Lawmakers argued this was necessary to protect vulnerable women from exploitation and to prevent potential abuses such as child trafficking and organ harvesting. The law also establishes strict eligibility criteria. Intended parents must be Kenyan citizens aged between 25 and 55. Surrogate mothers are required to be between 25 and 45 years old, must have at least one child of their own, and are mandated to undergo comprehensive medical and psychological evaluations.
The definition of a commissioning 'couple' as a man and a woman in a marriage recognized under Kenyan law effectively excludes same-sex couples and single men from accessing surrogacy.”
Around 10-15% of Kenyan couples struggle with Infertility, based on figures from the Kenya Association of Urological Surgeons.
Advocates of ART claim that the rising demand for these technologies is due to a desire for children in a culture that deeply values parenthood and family. Yet a deeper issue is whether Kenya should treat the technological manufacturing of new life as the default answer to couples’ struggles with childlessness.

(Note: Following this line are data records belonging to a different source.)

PR #717, opened 2022-03-01
[BUG] Upload after creating does not work if > 256MB

tasherif-msft:
Currently when a file is created it uses the dfs endpoint - this means we cannot use the blob endpoint for staging and committing. Now we create using block endpoint and just do a second call for ACLs.


vibhansa-msft (approved):
looks good

PR #718, opened 2022-03-02
List blob retrying for 20 times even on 403 errors

vibhansa-msft:
In list-blob, get-attr and is-directory-empty checks blobfuse considers 404 as error while 403 status codes are retried. In most listing cases max retry of 20 is hard coded so if user does not have permission on a folder/file REST call will fail with 403 and blobfuse will always go in a loop of 20 retries affecting the performance of overall operation. As a fix to this it will now condifer 403 as non-retryable error and stop after first attempt.

### DIFF
--- a/blobfuse-artifacts.yml
+++ b/blobfuse-artifacts.yml
@@ -622,7 +622,10 @@ stages:
   jobs:
   - job: ReleaseBlobfuse
     pool:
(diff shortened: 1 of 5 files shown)


gapra-msft (approved):
lgtm. Do we need to add this to v2 as well? How do we validate that this works? Do  you just do a manual test?

PR #720, opened 2022-03-03
Redownload of read-only file fix

vibhansa-msft:
- If a file is readonly and file-cache decides to reload that file then it fails because read-only file can not be written
- fix for this is to change the mode and download and post download reset the mode

### DIFF
--- a/component/file_cache/file_cache.go
+++ b/component/file_cache/file_cache.go
@@ -64,7 +64,7 @@ type FileCache struct {
 
 	createEmptyFile bool
 	allowNonEmpty   bool
-	cacheTimeout    uint32
+	cacheTimeout    float64
 	cleanupOnStart  bool
 	policyTrace     bool
 	missedChmodList sync.Map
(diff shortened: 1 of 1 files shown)


component/file_cache/file_cache.go
```diff
@@ -63,7 +63,7 @@ type FileCache struct {
 
 	createEmptyFile bool
 	allowNonEmpty   bool
-	cacheTimeout    uint32
+	cacheTimeout    float64
```
gapra-msft, line 66: Why are we making this a float?

component/file_cache/file_cache.go
```diff
@@ -697,8 +699,33 @@ func (fc *FileCache) OpenFile(options internal.OpenFileOptions) (*handlemap.Hand
 		// If the lock is held then we cannot update the file
 		f, err = os.OpenFile(localPath, os.O_WRONLY, options.Mode)
 		if err != nil {
-			log.Err("FileCache::OpenFile : Failed to open file %s in WR mode", localPath)
-			return nil, err
+			if os.IsPermission(err) {
```
gapra-msft, line 702: You mentioned we should figure out a more efficient way to deal with this problem right? Could you create an item for it?

tasherif-msft (approved):

component/file_cache/file_cache.go
vibhansa-msft: the time comparison part needs float so if we do not modify the base type here, every comparison will need type conversion.

component/file_cache/file_cache.go
vibhansa-msft: https://msazure.visualstudio.com/One/_backlogs/backlog/XStore-DevExp/Epics/?showParents=true&workitem=13735363

souravgupta-msft (approved):

PR #721, opened 2022-03-03
Gen1 mount using adlsgen1fuse

souravgupta-msft:
- Created a new command called mountgen1 which is hidden.
- This command is run from the mountv1 command by setting the enable-gen1 flag
- The config parameters are passed in the same way as key value pairs as in mountv1 command
- On the basis of the config parameters, a json file (adlsgen1fuse.json) is created which is passed as the parameter to the adlsgen1fuse binary


blobfuse2-gen1-artifcats.yaml
```diff
@@ -0,0 +1,189 @@
+# Pipeline to build artifact for gen1 compliant adlsgen1fuse
```
gapra-msft, line 1: typo in file name: artifacts

cmd/mountgen1.go
```diff
@@ -0,0 +1,243 @@
...
+
+		rustFuseMap["credentialtype"] = "servicePrincipal"
+	} else {
+		log.Err("mountgen1::MountRustFuse : For Gen1 account only SPN auth is supported")
+		return fmt.Errorf("for Gen1 account only SPN auth is supported")
+	}
+
+	rustFuseMap["resourceurl"] = "https://datalake.azure.net/"
+
+	if LibFuseOpt.AttributeExpiration != 0 {
```
gapra-msft, line 154: Why do we do this 0 check?

cmd/mountv1.go
```diff
@@ -118,6 +118,8 @@ var useAttrCache bool
 var useStream bool
 var useFileCache bool = true
 var convertConfigOnly bool
+var enableGen1 bool
```
gapra-msft, line 121: one consideration, maybe in azstorage if a user mistakenly passes gen1 or something and uses the mount command, can we print out an error message that says use the mount gen1 command or something?

blobfuse2-gen1-artifcats.yaml
```diff
@@ -0,0 +1,189 @@
...
+            parameters:
+              work_dir: $(work_dir)
+              root_dir: $(root_dir)
+              tags: $(tags)
+
+          # place the generated binary files & any additional files in appropriate locations
+          - script: |
+              mkdir -p pkgDir/usr/bin/
+              mkdir -p pkgDir/usr/share/blobfuse2/
+              cp azure-storage-fuse/blobfuse2 pkgDir/usr/bin/blobfuse2
```
vibhansa-msft, line 158: Can we create a sample json file also and add it out repo as well as this package

cmd/mountgen1.go
```diff
@@ -0,0 +1,243 @@
...
+	"fmt"
+	"io/ioutil"
+	"os"
+	"os/exec"
+	"strings"
+
+	"github.com/spf13/cobra"
+)
+
+var AzStorageOpt azstorage.AzStorageOptions
```
vibhansa-msft, line 53: As we are parsing the config into these, can we have them as local variables to the method instead of global

cmd/mountgen1.go
```diff
@@ -0,0 +1,243 @@
...
+		}
+
+		err = config.UnmarshalKey("azstorage", &AzStorageOpt)
+		if err != nil {
+			log.Err("mountgen1: AzStorage config error [invalid config attributes]")
+			return err
+		}
+
+		// not checking ClientSecret since adlsgen1fuse will be reading secret from env variable (ADL_CLIENT_SECRET)
+		if AzStorageOpt.AuthMode == "" && AzStorageOpt.ClientID != "" && AzStorageOpt.TenantID != "" {
```
vibhansa-msft, line 92: if client id, tenant-id are not given then we shall error out?

cmd/mountgen1.go
```diff
@@ -0,0 +1,243 @@
...
+				return fmt.Errorf("unable to run adlsgen1fuse binary: %s", err.Error())
+			}
+		}
+
+		return nil
+	},
+}
+
+// code to generate json file for rustfuse
+func mountRustFuse() error {
```
vibhansa-msft, line 132: This function is just generating the json config file for gen1fuse so name of the function is not correct

cmd/mountgen1_test.go
```diff
@@ -0,0 +1,126 @@
...
+	suite.Run(t, new(genOneConfigTestSuite))
+}
+
+func (suite *genOneConfigTestSuite) TestHelp() {
+	defer suite.cleanupTest()
+	_, err := executeCommandC(rootCmd, "mountgen1", "-h")
+	suite.assert.Nil(err)
+}
+
+func (suite *genOneConfigTestSuite) TestConfigCreation() {
```
vibhansa-msft, line 95: We can add some negative tests also here which fails if config is not correct

cmd/mountv1.go
vibhansa-msft: In mount also we want to support gen1 mount not just using mountv1

vibhansa-msft: mountgen1 is subcommand that can be used directly with v2 binary to do gen1 mount

blobfuse2-gen1-artifcats.yaml
souravgupta-msft: Fixed

cmd/mountgen1.go
souravgupta-msft: This is done so that we don't add a field for attributeExpiration having 0 value, in the adlsgen1fuse.json file. This json file is passed as parameter to the gen1 binary.
The same logic is used in gen1 mount for v1

cmd/mountgen1.go
souravgupta-msft: Done

cmd/mountgen1.go
souravgupta-msft: Added the condition where if either among client id, tenant id or account name is empty, then we will return an error

cmd/mountgen1_test.go
souravgupta-msft: Added. Please check it out.

cmd/mountv1.go
gapra-msft: So is mount doing the transform for the user from v2 to gen1 style config? and mountgen1 just takes in directly the gen1 configurations?

vibhansa-msft: In V1 when you mount we generate json file and internally execute the gen1fuse binary. So we are following the same model just that in v2 instead of a cli flag we have a new subcommand which converts config to json and starts gen1fuse binary. mounv1 command is also suppose to support the flag that v1 had, so in mountv1 we convert v1 config to v2 and if enable-gen1 flag is there then we execute the newly added subcommand of v2 which internally will fire gen1fuse.

vibhansa-msft (approved):

blobfuse2-gen1-artifcats.yaml
souravgupta-msft: Added. Please check

cmd/mountgen1.go
```diff
@@ -0,0 +1,256 @@
...
+var gen1ConfigFilePath string
+
+func resetGenOneOptions() {
+	azStorageOpt = azstorage.AzStorageOptions{}
+	libFuseOpt = libfuse.LibfuseOptions{}
+	fileCacheOpt = file_cache.FileCacheOptions{}
+}
+
+var gen1Cmd = &cobra.Command{
+	Use:        "mountgen1",
```
tasherif-msft, line 68: I wonder if its better to have adls in that mount command so like `moundadlsgen1`... but that might be too verbose for one word

blobfuse2-gen1-artifacts.yaml
```diff
@@ -0,0 +1,189 @@
...
+
+          # List commits consumed for this build
+          - script: |
+              echo "Below commits were done in last 12 hours : " `date` 
+              git --no-pager log --since="12 hours ago" --stat
+            displayName: "List Commits"
+            workingDirectory: $(WORK_DIR)
+            
+          # Build adlsgen1fuse binary
+          - script: |
```
tasherif-msft, line 65: why are we building the binary ourselves? can't we just take the published binary?

blobfuse2-gen1-artifacts.yaml
```diff
@@ -0,0 +1,189 @@
+# Pipeline to build artifact for gen1 compliant adlsgen1fuse
+
+# Do not trigger this pipeline automatically
+trigger: none
+pr: none
+
+stages:
+
+  # ---------------------- Build adlsgen1fuse here and copy binary to artifact ------------------------------
```
tasherif-msft, line 9: so we're always packaging adlsgen1fuse along with blobfuse? could you elaborate more on this pipeline

blobfuse2-gen1-artifacts.yaml
vibhansa-msft: gen1fuse standard binary comes packaged inside the ML workspace and that does not run independently. To solve this gen1 mount issue Nara created another workspace where we took all the required code from ML workspace and created a rust based binary out of it. So there is no standard release of datasetfuse as such. We have our own repo which we build and create the gen1fuse binary and later package it with the blobfuse binary.

blobfuse2-gen1-artifacts.yaml
vibhansa-msft: We need to create a package that has both the binaries as blobfuse will just launch the other binary. This is not the standard package that we publish on linux repo or on github this is rather privately shared with the team who needs it from our pipeline artifacts.

gapra-msft (approved):

cmd/mountgen1.go
vibhansa-msft: yes that will be too longer of an option for cli too, mountgen1 shall hold good.

tasherif-msft (approved):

In a health system still grappling with rudimentary maternal care and maternal mortality, earmarking considerable public resources toward costly ART procedures risks prioritizing high‑end technology over basic healthcare that could prevent or treat many causes of infertility, as well as support vulnerable pregnant mothers.
The bill itself conceded that, for years, the lack of clear regulation has given rise to the exploitation of surrogate mothers and uncertain legal status for children born through surrogacy in Kenya.
Although this proposal is an attempt to curtail the worst abuses of the fertility industry, it still trivializes the storage and manufacturing of human embryos outside the body, including their possible disposal when regarded as “unnecessary.” This mindset toward embryos and reproduction goes against the biological reality that each embryo is already a human life with inherent dignity.
By expanding insurance coverage for ART and integrating it into national and county health systems, as the bill suggests, the state risks channeling scarce resources into high‑cost technological procedures instead of more basic, widely beneficial reproductive healthcare.
For a country still battling maternal mortality, lack of basic obstetric services and uneven access to primary care, the Kenyan government’s decision to focus on artificial assisted reproductive technologies deserves serious scrutiny.
While Kenya’s leaders are rightfully concerned about the country’s birth rates and infertility issues, their decision to use advanced reproductive technologies to deal with such problems is misguided.
Rather, they should focus on channeling resources into preventive and restorative reproductive medicine to treat underlying causes of infertility, including infections, environmental factors and difficult access to medical treatments.
The government could benefit people by championing ethical fertility treatments that do not involve the creation and disposal of embryos, and by setting aside resources to encourage adoption so that existing vulnerable children can find permanent, loving homes.
In light of this, churches, faith‑based organizations, medical professionals and ordinary citizens who value the sanctity of life can show compassion for couples suffering infertility while maintaining that the response to infertility must never undermine the dignity of the child or the integrity of motherhood and fatherhood.
Citizens can call on senators to object to the anti-life provisions of this bill.
At the moment, Kenya lies at a crossroads where it must determine if laboratory‑based reproduction is really the approach it hopes to depend on to tackle infertility and low fertility trends.
Every attempt to address infertility should honor the dignity of the child from conception and public funds should place a greater emphasis on holistic, life‑affirming care instead of high‑tech reproductive markets.